PROBLEM DESCRIPTION
Wherever a line of the records contains "onValueChange", copy that line.

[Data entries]
PR #488, opened 2024-11-27
feat: initial migration of components for repo summary page

andrewgolovanov:
**Description:**
This pull request introduces the initial structure for the `Repo Summary` page and adds a new component, `Branch Selector`, along with migrating some components from canary that are required for the minimal rendering and display of this page.

**Note**: Components such as `CloneRepoDialog` and `MarkdownViewer` were not migrated in this PR because they require thorough review and are dependent on several components from canary. It makes more sense to address this step-by-step in future PRs as part of the development of this page.

image


packages/ui/src/components/repo-summary-panel.tsx
shaurya-harness, line 1: I was making some changes to this component to support description edit/add, maybe I can add them here once this PR is merged

packages/ui/src/views/repo/repo-summary/index.tsx
```diff
@@ -0,0 +1,221 @@
...
+                  />
+                  <SearchFiles navigateToFile={navigateToFile} filesList={filesList} />
+                </ButtonGroup.Root>
+              </ListActions.Left>
+              <ListActions.Right>
+                <ButtonGroup.Root>
+                  <DropdownMenu>
+                    <DropdownMenuTrigger asChild>
+                      <Button variant="outline">
+                        Add file&nbsp;&nbsp;
```
knagurski, line 140: Probably best to use a bit of left margin on the icon or introduce a flex layout with gap to the button, rather than use non-breaking spaces to push it out

packages/ui/src/components/repo-summary.tsx
```diff
@@ -0,0 +1,154 @@
...
+      </Text>
+      <Text size={2} weight="normal" color="tertiaryBackground">
+        {timestamp}
+      </Text>
+    </ButtonGroup.Root>
+  )
+}
+
+export const Summary = ({ ...props }: PageProps) => {
+  const { latestFile, files } = props
```
knagurski, line 88: No need to use destructuring and rest to just put all the contents of props into props. Either just use it directly, or destructure in the function arguments.
```suggestion
export const Summary = (props: PageProps) => {
  const { latestFile, files } = props
```

or

```suggestion
export const Summary = ({ latestFile, files }: PageProps) => {
```

knagurski: Also, use `FC` to make sure the return type is set for you.
```suggestion
export const RepoSummary: FC<RepoSummaryProps> = ({ latestFile, files }) => {
```

packages/ui/src/components/repo-summary.tsx
knagurski, line 1: This file is very specific to the repos section and so needs to be moved to a `components` directory within the view it is used in. Only globally reusable things should be in the `ui/components`.

packages/ui/src/components/repo-summary-panel.tsx
knagurski, line 1: This is very specific to a particular view, so it needs to be moved to a `components` directory within that view. Only globally reusable components should be added to `ui/components`

packages/ui/src/components/loaders/skeleton-list.tsx
```diff
@@ -0,0 +1,61 @@
...
+    <div
+      className={cn(
+        'relative h-full w-full transition-opacity delay-500 duration-500 ease-in-out',
+        {
+          'opacity-0': !visible
+        },
+        className
+      )}
+    >
+      {listItems && listItems.length > 0 && (
```
knagurski, line 36: `listItems` is a local array with content, it will always exist and have a length over 0.
```suggestion
```

packages/ui/src/components/loaders/skeleton-list.tsx
```diff
@@ -0,0 +1,61 @@
...
+        <StackedList.Root>
+          {listItems.map((itm, itm_idx) => (
+            <StackedList.Item key={itm_idx} isLast={listItems.length - 1 === itm_idx}>
```
knagurski, line 39: Not really an issue here since we know the contents, but always avoid using the index of an item in a key unless there is nothing else available.
```suggestion
          {listItems.map(item => (
            <StackedList.Item key={item} isLast={listItems.length === item}>
```

packages/ui/src/components/loaders/skeleton-list.tsx
```diff
@@ -0,0 +1,61 @@
...
+              <StackedList.Field
+                // Randomized percentage width for title skeleton
+                title={<Skeleton className="mb-1.5 h-4" style={{ width: getRandomPercentageWidth(20, 60) }} />}
```
knagurski, line 42: Might be an idea to have these set in a memo; if this component needs to re-render for any reason, the bars will all change length. Not an issue, just a potential oddity.

packages/ui/src/views/repo/repo-summary/index.tsx
```diff
@@ -0,0 +1,221 @@
...
+  repoId,
+  gitRef,
+  latestCommitInfo
+}: RepoSummaryViewProps) {
+  const navigate = useNavigate()
+
+  const renderListContent = () => {
+    if (loading) return <SkeletonList />
+
+    if (!loading && repoEntryPathToFileTypeMap.size > 0) {
```
knagurski, line 92: No need to use `> 0` or check for `!loading`
```suggestion
    if (repoEntryPathToFileTypeMap.size) {
```

packages/ui/src/views/repo/repo-sidebar/index.tsx
```diff
@@ -1,11 +1,11 @@
-import { BranchListProps, BranchSelector, Button, ButtonGroup, Icon, SearchFiles } from '@/components'
+import { BranchSelector, Button, ButtonGroup, Icon, SearchFiles, type BranchSelectorItem } from '@/components'
 import { SandboxLayout } from '@/views'
 
 interface RepoSidebarProps {
   hasHeader?: boolean
   hasSubHeader?: boolean
   selectedBranch: string
-  branchList: BranchListProps[] | undefined
+  branchList: BranchSelectorItem[] | undefined
```
knagurski, line 8: Can this be made optional instead of specifying as possibly `undefined`?
```suggestion
  branchList?: BranchSelectorItem[]
```

packages/ui/src/components/loaders/skeleton-list.tsx
andrewgolovanov: @knagurski I left a comment in the code so that we can revisit this later

apps/gitness/src/pages-v2/repo/repo-summary.tsx
```diff
@@ -0,0 +1,225 @@
...
+  )
+
+  const handleCreateToken = () => {
+    const body = {
+      identifier: `code_token_${generateAlphaNumericHash(5)}`
+    }
+    createToken({ body })
+  }
+
+  const repoEntryPathToFileTypeMap = useMemo((): Map<string, OpenapiGetContentOutput['type']> => {
```
knagurski, line 103: Not an issue, but typing the memo or the variable is more consistent then typing the function return in this case.
```suggestion
  const repoEntryPathToFileTypeMap = useMemo<Map<string, OpenapiGetContentOutput['type']>>(() => {
```

or

```suggestion
  const repoEntryPathToFileTypeMap: Map<string, OpenapiGetContentOutput['type']> = useMemo(() => {
```

apps/gitness/src/pages-v2/repo/repo-summary.tsx
```diff
@@ -0,0 +1,225 @@
...
+    if (repoDetails?.content?.entries?.length === 0) return new Map()
+    const nonEmtpyPathEntries = repoDetails?.content?.entries?.filter(entry => !!entry.path) || []
```
knagurski, line 105: By changing the line above, you can simplify this since it'll have been proven that an entries array exists with something in it.
```suggestion
    const nonEmptyPathEntries = repoDetails.content.entries.filter(entry => !!entry.path)
```

knagurski: Also there's a typo with `nonEmptyPathEntries`

apps/gitness/src/pages-v2/repo/repo-summary.tsx
```diff
@@ -0,0 +1,225 @@
...
+                    type: item?.path
+                      ? getSummaryItemType(repoEntryPathToFileTypeMap.get(item.path))
+                      : SummaryItemType.File,
+                    name: item?.path || '',
+                    lastCommitMessage: item?.last_commit?.message || '',
+                    timestamp: item?.last_commit?.author?.when ? timeAgoFromISOTime(item.last_commit.author.when) : '',
+                    user: { name: item?.last_commit?.author?.identity?.name },
+                    sha: item?.last_commit?.sha && getTrimmedSha(item.last_commit.sha),
+                    path: `/spaces/${spaceId}/repos/${repoId}/code/${gitRef || selectedBranch}/~/${item?.path}`
+                  }) as FileProps
```
knagurski, line 140: Defaulting `name` to `''` will allow you to remove the `as FileProps` below
```suggestion
                    user: { name: item?.last_commit?.author?.identity?.name || '' },
                    sha: item?.last_commit?.sha && getTrimmedSha(item.last_commit.sha),
                    path: `/spaces/${spaceId}/repos/${repoId}/code/${gitRef || selectedBranch}/~/${item?.path}`
                  })
```

apps/gitness/src/pages-v2/repo/repo-summary.tsx
```diff
@@ -0,0 +1,225 @@
...
+              )
+            )
+          }
+        })
+        .catch()
+        .finally(() => {
+          setLoading(false)
+        })
+    }
+  }, [repoEntryPathToFileTypeMap.size, gitRef, repoRef, selectedBranch])
```
knagurski, line 150: Looks like there are missing dependencies here. If that's intentional (some might not be dependency-array-safe), then we can suppress the lint warning. If not, then we might have the potential for a bug.

apps/gitness/src/pages-v2/repo/repo-summary.tsx
```diff
@@ -0,0 +1,225 @@
...
+
+  useEffect(() => {
+    if (repository) {
+      setSelectedBranch(repository?.default_branch || '')
+    }
+  }, [repository])
+
+  const selectBranch = (branch: string) => {
+    setSelectedBranch(branch)
+  }
```
knagurski, line 160: Probably can drop this and just use `setSelectedBranch` directly

packages/ui/src/components/branch-selector/branch-selector-dropdown.tsx
```diff
@@ -0,0 +1,189 @@
...
+
+  return items.filter(item => item.name.toLowerCase().includes(query.toLowerCase().trim()))
+}
+
+export const BranchSelectorDropdown = ({ name, branchList, tagList, selectBranch }: BranchSelectorDropdownProps) => {
+  const [activeTab, setActiveTab] = useState<BranchSelectorTab>(BranchSelectorTab.BRANCHES)
+  const [searchQuery, setSearchQuery] = useState('')
+
+  const sourceItems = activeTab === BranchSelectorTab.BRANCHES ? branchList : (tagList ?? [])
+  const filteredItems = filterItems(sourceItems, searchQuery)
```
knagurski, line 48: It's worth adding this into a `useMemo`. As-is the items will be re-filtered on every render.

packages/ui/src/components/branch-selector/branch-selector-dropdown.tsx
```diff
@@ -0,0 +1,189 @@
...
+
+  const handleSearchChange = (event: React.ChangeEvent<HTMLInputElement>) => {
+    setSearchQuery(event.target.value)
+  }
+
+  const viewAllUrl = activeTab === BranchSelectorTab.BRANCHES ? '' : ''
```
knagurski, line 54: This doesn't seem to do anything 🤔

packages/ui/src/components/branch-selector.tsx
knagurski, line 1: Is this something that's useful outside of a single view or section? If not, then we should shift it to a `components` directory in the view/section it's used in.

packages/ui/src/components/branch-selector/branch-selector-dropdown.tsx
```diff
@@ -0,0 +1,189 @@
...
+  if (!query.trim()) return items
+
+  return items.filter(item => item.name.toLowerCase().includes(query.toLowerCase().trim()))
+}
+
+export const BranchSelectorDropdown = ({ name, branchList, tagList, selectBranch }: BranchSelectorDropdownProps) => {
+  const [activeTab, setActiveTab] = useState<BranchSelectorTab>(BranchSelectorTab.BRANCHES)
+  const [searchQuery, setSearchQuery] = useState('')
+
+  const sourceItems = activeTab === BranchSelectorTab.BRANCHES ? branchList : (tagList ?? [])
```
knagurski, line 47: If the active tab is not branches and tagList doesn't exist, the array will be different on every render, meaning it's not dependency-array-safe. Could we change tagList to be required? Ideally we want an empty array of tags rather than no list at all as it simplifies all the logic.

packages/ui/src/components/branch-selector/branch-selector-dropdown.tsx
```diff
@@ -0,0 +1,189 @@
...
+          showOnFocus
+        />
+      </div>
+
+      <Tabs
+        className="mt-2"
+        variant="branch"
+        value={activeTab}
+        onValueChange={value => {
+          setActiveTab(value as BranchSelectorTab)
```
knagurski, line 77: Not one for now, but we should allow a type to be set for what the tabs are so we can get some type safety instead of just a string. Would have been nice to do...

```typescript
<Tabs<BranchSelectorTab>
  onValueChange={value => {
    setActiveTab(value)
```

One for another day

apps/gitness/src/pages-v2/repo/repo-sidebar.tsx
```diff
@@ -45,10 +44,15 @@ export const RepoSidebar = () => {
...
-  const branchList: BranchListProps[] | undefined = branches?.body?.map(item => ({
-    name: item?.name || ''
-  }))
+  console.log(branches)
+  const branchList: BranchSelectorListProps[] = useMemo(() => {
+    return (
+      branches?.body?.map(item => ({
+        name: item?.name || '',
+        default: item?.name === repository?.body?.default_branch
+      })) || []
```
knagurski, line 53: Nothing wrong here, but you can make it a bit easier to follow by exiting early.
```suggestion
    if (!branches?.body) return []

    return (
      branches.body.map(item => ({
        name: item?.name || '',
        default: item?.name === repository?.body?.default_branch
      }))
```

apps/gitness/src/pages-v2/repo/repo-sidebar.tsx
```diff
@@ -45,10 +44,15 @@ export const RepoSidebar = () => {
       git_ref: normalizeGitRef(selectedBranch)
     }
   })
-
-  const branchList: BranchListProps[] | undefined = branches?.body?.map(item => ({
-    name: item?.name || ''
-  }))
+  console.log(branches)
```
knagurski, line 47: Can we kill this?
```suggestion

```

packages/ui/src/components/commit-copy-actions.tsx
```diff
@@ -1,12 +1,10 @@
 import { useEffect, useState } from 'react'
 import { Link } from 'react-router-dom'
 
+import { Icon, ShaBadge, Text } from '@/components'
+import { cn } from '@/utils/cn'
```
knagurski, line 5: Super minor, but you can drop the first `/`
```suggestion
import { cn } from '@utils/cn'
```

packages/ui/src/components/sha-badge.tsx
```diff
@@ -1,4 +1,4 @@
-import { Text } from '@harnessio/canary'
+import { Text } from '@/components'
 
 interface RootProps {
   children: React.ReactNode
```
knagurski, line 4: Looks like `React` isn't imported in this file. Can we import `{ ReactNode } from 'react'?

packages/ui/src/components/sha-badge.tsx
```diff
@@ -43,10 +43,10 @@ function Icon({ ...props }: IconProps) {
 
   return (
     <div
-      onClick={handleClick && handleClick}
       role="button"
       tabIndex={0}
```
knagurski, line 47: Instead of attaching a click handler to a `div` and try to get it to pretend to be a `button`, can we just use a `button`?

andrewgolovanov:
@knagurski In the next PR for this page, I plan to remove the following components: `Table`, `Tabs`, `Skeleton`, and `BranchSelector` from canary, views, and playground. Unfortunately, this turned out to be quite complex and extensive, so I removed simpler components, such as `SkeletonList`, `CommitCopyActions`, and `ShaBadge`.

packages/ui/src/components/sha-badge.tsx
```diff
@@ -43,10 +43,10 @@ function Icon({ ...props }: IconProps) {
...
-      className="bg-background hover:bg-muted/50 flex items-center border-l px-1.5 py-0.5"
+      onClick={handleClick && handleClick}
```
knagurski, line 48: This is a bit weird and we can simplify with the same result
```suggestion
      onClick={handleClick}
```

packages/ui/src/utils/utils.ts
```diff
@@ -0,0 +1,130 @@
...
+  // Split the name into an array of words, ignoring empty strings
+  const words = name.split(' ').filter(Boolean)
+
+  // Get the initials from the words
+  const initials = words
+    .map(word => word[0].toUpperCase()) // Get the first letter of each word
+    .join('')
+
+  // If length is provided, truncate the initials to the desired length
+  return length ? initials.slice(0, length) : initials
```
knagurski, line 11: I wonder if this logic is enough. Product call, but if someone were to include their middle name, then I'd expect their 1st initial to be from their first name and 2nd to be from their last name (if the length was set to 2, which is probably pretty common).

So for _"Kevin Patrick Nagurski"_, I'd expect to see initials of _"KN"_, not _"KP"_.

One for another day I suppose.

andrewgolovanov: Yes, I think we’ll investigate this in more detail once we get to refactoring the component that uses this function.

packages/ui/src/utils/utils.ts
```diff
@@ -0,0 +1,130 @@
...
+/**
+ * Format a timestamp to medium format date (i.e: Jan 1, 2021)
+ * @param timestamp Timestamp
+ * @param dateStyle Optional DateTimeFormat's `dateStyle` option.
+ */
+export function formatDate(timestamp: number | string, dateStyle = 'medium'): string {
+  return timestamp
+    ? new Intl.DateTimeFormat(LOCALE, {
+        // eslint-disable-next-line @typescript-eslint/ban-ts-comment
+        // @ts-ignore: TS built-in type for DateTimeFormat is not correct
```
knagurski, line 27: TS's built-in style does work, but most people forget that it's part of the Intl package. This should work...
```suggestion
export function formatDate(timestamp: number | string, dateStyle: Intl.DateTimeFormatOptions['dateStyle'] = 'medium'): string {
  return timestamp
    ? new Intl.DateTimeFormat(LOCALE, {
```

packages/ui/src/utils/utils.ts
```diff
@@ -0,0 +1,130 @@
...
+    : ''
+}
+
+// The timeDistance function calculates the time difference between two dates (in milliseconds)
+//  and returns it in a human-readable format. It can return the difference in days, hours, minutes, and seconds, depending on the onlyHighestDenomination flag.
+// ex) const date1 = new Date('2023-10-01T00:00:00').getTime();
+// const date2 = new Date('2023-10-02T01:30:45').getTime();
+// console.log(timeDistance(date1, date2));
+// Output: "1d 1h 30m 45s"
+export const timeDistance = (date1 = 0, date2 = 0, onlyHighestDenomination = false) => {
```
knagurski, line 39: Can we kill this and use `date-fns` instead?

packages/ui/src/utils/utils.ts
```diff
@@ -0,0 +1,130 @@
...
+    minutes ? minutes + 'm' : hours || days ? '0m' : ''
+  } ${seconds}s`
+}
+
+/**
+ * Formats timestamp, such as, "1708113838167" is formatted as "1 hour ago"
+ * @param timestamp
+ * @returns formatted timestamp
+ */
+export const timeAgo = (timestamp?: number | null): string => {
```
knagurski, line 79: Here too

packages/ui/src/views/repo/components/branch-selector/branch-selector.tsx
```diff
@@ -0,0 +1,55 @@
...
+  branchList,
+  tagList,
+  size = 'default',
+  selectBranch,
+  prefix,
+  className,
+  repoId,
+  spaceId
+}) => {
+  const isTag = tagList.some(tag => tag.name === name) ?? false
```
knagurski, line 25: `some` returns a boolean anyway, so you don't need to default to `false`
```suggestion
  const isTag = tagList.some(tag => tag.name === name)
```

packages/ui/src/components/sha-badge.tsx
```diff
@@ -1,18 +1,20 @@
-import { Text } from '@harnessio/canary'
+import { ReactNode } from 'react'
+
+import { Text } from '@/components'
 
 interface RootProps {
-  children: React.ReactNode
+  children: ReactNode
   className?: string
 }
```
knagurski, line 8: No need to change in this PR, but `PropsWithChildren` is a great way to get the "official" way of saying a component accepts children. You can use it in a fews ways...

```typescript
interface RootProps extends PropsWithChildren<unknown> {
  className?: string
}
```

Or as a type
```typescript
type RootProps = PropsWithChildren<{
  className?: string
}>
```

packages/ui/src/views/repo/repo-sidebar/index.tsx
```diff
@@ -1,11 +1,14 @@
...
+import { BranchSelectorListProps } from '@views/repo'
+import { BranchSelector } from '@views/repo/components'
 
 interface RepoSidebarProps {
   hasHeader?: boolean
   hasSubHeader?: boolean
   selectedBranch: string
-  branchList: BranchListProps[] | undefined
+  branchList: BranchSelectorListProps[]
+  tagList: BranchSelectorListProps[]
```
knagurski, line 11: Would a better name for `BranchSelectorListProps` be `BranchSelectorListItem`? The `Props` suffix should only be used if the type for the props of a component and `BranchSelectorListProps` doesn't appear to be

packages/ui/src/views/repo/repo-summary/components/summary-panel.tsx
```diff
@@ -0,0 +1,75 @@
...
+  Spacer,
+  Text
+} from '@/components'
+
+interface DetailsProps {
+  id: string
+  iconName: 'tube-sign' | 'open-pr' | 'tag' | 'branch' | IconProps['name']
+  name: string
+  count: number
+}
```
knagurski, line 19: These don't appear to be props for a `Details` component, but rather items in an array, maybe `DetailsItem` would be a more appropriate name? Or just `Detail`?
```suggestion
interface DetailsItem {
  id: string
  iconName: 'tube-sign' | 'open-pr' | 'tag' | 'branch' | IconProps['name']
  name: string
  count: number
}
```

packages/ui/src/views/repo/repo-summary/components/summary.tsx
```diff
@@ -0,0 +1,135 @@
...
+  Text
+} from '@/components'
+import { CommitCopyActions } from '@/components/commit-copy-actions'
+import { getInitials } from '@/utils/utils'
+
+import { FileProps, SummaryItemType } from '../repo-summary.types'
+
+interface SummaryProps {
+  latestFile: Pick<FileProps, 'user' | 'lastCommitMessage' | 'timestamp' | 'sha'>
+  files?: FileProps[]
```
knagurski, line 26: Again, these aren't `Props`, can we reserve the `Props` suffix for types that describe the props of a component. In this case, maybe `FileItem` or `RepoFile`?

packages/ui/src/views/repo/repo-summary/components/summary.tsx
```diff
@@ -0,0 +1,135 @@
...
+      <Spacer size={5} />
+      <Table variant="asStackedList">
+        <TableHeader>
+          <TableRow>
+            <TableHead>Name</TableHead>
+            <TableHead>Last commit message</TableHead>
+            <TableHead className="text-right">Date</TableHead>
+          </TableRow>
+        </TableHeader>
+        {files && files.length > 0 ? (
```
knagurski, line 93: Not an issue, but you can simplify a wee bit

```suggestion
        {!!files?.length ? (
```

packages/ui/src/views/repo/repo-summary/components/summary.tsx
```diff
@@ -0,0 +1,135 @@
...
+          <TableBody>
+            {files.map(file => (
+              <TableRow key={file.id} onClick={() => navigate(file.path)}>
```
knagurski, line 96: I think we might need some additional stuff to mark up a `tr` as clickable for a11y

packages/ui/src/views/repo/repo.types.ts
```diff
@@ -0,0 +1,25 @@
+export interface BranchSelectorListProps {
+  name: string
+  default?: boolean
+}
+
+export interface BranchProps {
```
knagurski, line 6: Let's avoid using the `Props` suffix unless it's being used to describe the props to a component.
```suggestion
export interface BranchSelectorListItem {
  name: string
  default?: boolean
}

export interface Branch {
```

packages/ui/src/views/repo/repo-summary/repo-summary.types.ts
```diff
@@ -0,0 +1,20 @@
...
+  Folder = 0,
+  File = 1
+}
+
+export interface UserProps {
+  name: string
+  avatarUrl?: string
+}
+
+export interface FileProps {
```
knagurski, line 11: Same here, only use `Props` when describing the props of a component.
```suggestion
export interface User {
  name: string
  avatarUrl?: string
}

export interface RepoFile {
```

packages/ui/src/views/repo/repo-summary/repo-summary.types.ts
```diff
@@ -0,0 +1,20 @@
+export enum SummaryItemType {
+  Folder = 0,
+  File = 1
```
knagurski, line 3: Totally fine to be specific, but in this case, you can kill the `= 0` and it'll work the same since enums are 0 indexed anyway.
```suggestion
  Folder,
  File
```

packages/ui/src/views/repo/components/branch-selector/branch-selector.tsx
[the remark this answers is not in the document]
andrewgolovanov: Yes, you’re right. I’ve left a TODO in the code to revisit this later and improve the validation logic.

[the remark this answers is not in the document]
andrewgolovanov: Unfortunately, in this case, it will throw an error due to the double negation.
Cursor 2024-11-28 23 17 06

Therefore, I think we can simplify it even further to just `files?.length`

packages/ui/src/views/repo/repo-summary/components/summary.tsx
andrewgolovanov: Unfortunately, in this case, it will throw an error due to the double negation.
Cursor 2024-11-28 23 17 06

Therefore, I think we can simplify it even further to just `files?.length`

andrewgolovanov:
@knagurski Big thanks for the intense review session! :fire:
Please let me know if there are any other critical issues remaining

packages/ui/src/views/repo/repo-summary/components/summary.tsx
knagurski: Absolutely 👍🏻

knagurski:
> @knagurski In the next PR for this page, I plan to remove the following components: `Table`, `Tabs`, `Skeleton`, and `BranchSelector` from canary, views, and playground. Unfortunately, this turned out to be quite complex and extensive, so I removed simpler components, such as `SkeletonList`, `CommitCopyActions`, and `ShaBadge`.

I wonder if we can delete playground entirely at this point to smooth things out a little bit. Seems a bit redundant now that it isn't used at all any more 🤔

knagurski (approved):
Really great work and thanks for sticking in there to make the changes. Things are really shaping up nicely!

ANSWER TO THIS PROBLEM
+        onValueChange={value => {
  onValueChange={value => {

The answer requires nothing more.